[Dataset records Boundary: Start]

Issue #69, opened 2023-05-12
Index list out of range with too many PDFs in source_documents?


PierrickI3:
First, thanks for your work. It's amazing!

Running on a Mac M1, when I upload more than 7-8 PDFs in the `source_documents` folder, I get this error:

[Dataset records Boundary: End]

Requirement ▸ Please restate the preceding entries word for word.

Answer box ▸
Issue #69, opened 2023-05-12
Index list out of range with too many PDFs in source_documents?


PierrickI3:
First, thanks for your work. It's amazing!

Running on a Mac M1, when I upload more than 7-8 PDFs in the `source_documents` folder, I get this error:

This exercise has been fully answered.